Odalisque on an Grecian Urn.
Sure, why not?
Well, for starts…
Hetacombs, hetacombs
Off the waterfront
Handsupdontshoot
Icantbreathe
Ismellgas
About 300 Templars died at the Springs of Cresson and Hattin. The order swiftly replenished this manpower, but something else had been lost, irretrievably. In the course of the battle, the piece of the true cross had vanished, and with it, something had gone of the faith that had sustained the crusading spirit. Within months, Saladin had swept the Christians out of Jerusalem, and from their other strongholds as well, until all that the Franks held in Outremer were Tyre and a few outlying castles. (Guy [de Lusignan, king of Jerusalem] ended his days still a king, but of Cyprus rather than Jerusalem.)

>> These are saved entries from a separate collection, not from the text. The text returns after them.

PR #1776, opened 2020-01-03
fix: Spacing not available in rtl view

Lokanathan-k:

closes: https://github.com/SAP/fundamental-ngx/issues/1268

when we are using the icon based select component in the rtl view there is no spacing between the icon and the placeholder so introduced a class to accomodate this change

Documentation checklist:
- [x] update `README.md`
- [x] Documentation Examples


JKMarkowski:
Hi @Lokanathan-k, can you put it to `.scss` file? Let's not use inline-styling anymore.

libs/core/src/lib/select/select.component.scss
```diff
@@ -108,6 +108,9 @@
         pointer-events: none;
         margin-right: auto;
     }
```
JKMarkowski: Let's just add new line between classes, then we can merge it.

libs/core/src/lib/select/select.component.scss
```diff
@@ -108,6 +108,10 @@
...
+	
+    .icon-position{
+        margin: 1px 12px
+	}
```
fkolar: missing colon. We shoudl add more restrictive lint rules.

mikerodonnell89:
The RTL toggle for the one with icons actually toggles the previous example

mikerodonnell89:
It's not a result of code changes in this PR, but I noticed the RTL toggle for the second example actually toggles the RTL for the first, due to both examples using `[name]="'ex1'"`

droshev:
@Lokanathan-k do you need more time for the PR? It is getting a bit old.
Thank you!

Lokanathan-k:
> @Lokanathan-k do you need more time for the PR? It is getting a bit old.
> Thank you!

@droshev  i dont have any code change need approval from @fkolar post that i can merge the change to the master till then i am unable to merge the code

droshev:
@fkolar do you think you can take a look?

libs/core/src/lib/select/select.component.scss
Lokanathan-k: fixed pls review @fkolar

PR #1784, opened 2020-01-07
fix: null check in decorator added

rengare:
Added a null checks for elementRef
- [/ ] the commit message follows the guideline:
- [ /] tests for the changes that have been done


InnaAtanasova:
@rengare , I believe this is not introducing Breaking Changes??? I renamed the title to fix.

Issue #1811, opened 2020-01-14
Test the latest changes before 0.13.0 release


InnaAtanasova:
We need to smoke test the latest changes we added to the library before we release 0.13.0

- bugs
- a11y
- different browsers

# Checkbox (Michal)
 * tristate - IE11

# Combobox (Jedrzej) - on PR / Partially Done
* missing icons on the input, Open State Control, rounded corners for the button (all browsers), Input groups border radius issue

The loss of Jerusalem shocked Christian Europe into the enormous effort of the Third Crusade. By 1189 floods of European fighting men were descending on Palestine again, ardent to recover the sacred shrines – and utterly ignorant about how to do it. [Cecelia Holland, “Firebrands of the Franks,” The Quarterly Journal of Military History. Vol. 5, No. 1, Autumn 1992]
Survivor’s guild
There is, I daresay, a deal of difference between Old High Slavonic and a Cold High Colonic. But I leave it to others, more discerning than I, to explicate the subtleties…
Jullien suggests that the aim of all Chinese strategy lies in the art of detecting incices and making use of them. “Nor,” he says, “can I renounce trying to establish the logic of the operations that everything shows to have been understood by the Chinese as being interwoven, and that the ‘literati,’ who were the emblematic figures of this culture, manipulated as such. As a final illustration I will take poetry. In China, with a few notable exceptions such as Li He and Li Shangyin, poetry makes limited use of symbols. These are codified (“white clouds,” “pale moon…”) and serve as stereotyped images whose conventional impact has to be revived every time they are used. The feeling of ‘abandonment’ evoked by the poem – a classic theme – is nonetheless suggested by discreet indices: a slackened belt (no strength to feed oneself…), the pathway is covered in newly grown grass (now trod by so few visitors…). Nowhere is sadness specifically mentioned, but everything alludes to it. It is a ‘state of mind’ that no word can capture and that defies description, but which can be revealed by one slight detail; and as the emotion pierces through indirectly, this infinitesimal detail touches upon the infinite.”
…Nude, p. 109-110
Oh, the sight of it was heart-rending,
Cosher drove his little engine,
And he got stuck in the tunnel,
And went up the blooming funnel.
Yes, Cosher Bailey he did die,
And they put him in a coffin.
But, alas, they heard some knocking –
Cosher Baily only joking.
Well, the Devil wouldn’t have him,
But he gave him sticks and patches,
For to set up on his own
On the top of Barford Hatches.
The note accompanying this song in The Shuttle and Cage says that “Cosher Baily was a Monmouth ironmaster who built the Taff Vale railway along the Aberdare Valley in 1846. According to Legend he drove the first train along the railway himself and got stuck in a tunnel – a situation which gave rise to a number of ribald verses… the motif of the Devil allowing a master to set up a hell of his own (usually a foundry or mine) is a familiar one in industrial folklore.” This note is attributed to A.L. Lloyd.
Where, then, have East and West compenetrated? On what field (田 tian) do the spores cross-fertilize? For the “fish” of the taiji swim on, distinct and conjoined, circling endlessly, each with an “eye” the color of its opposite.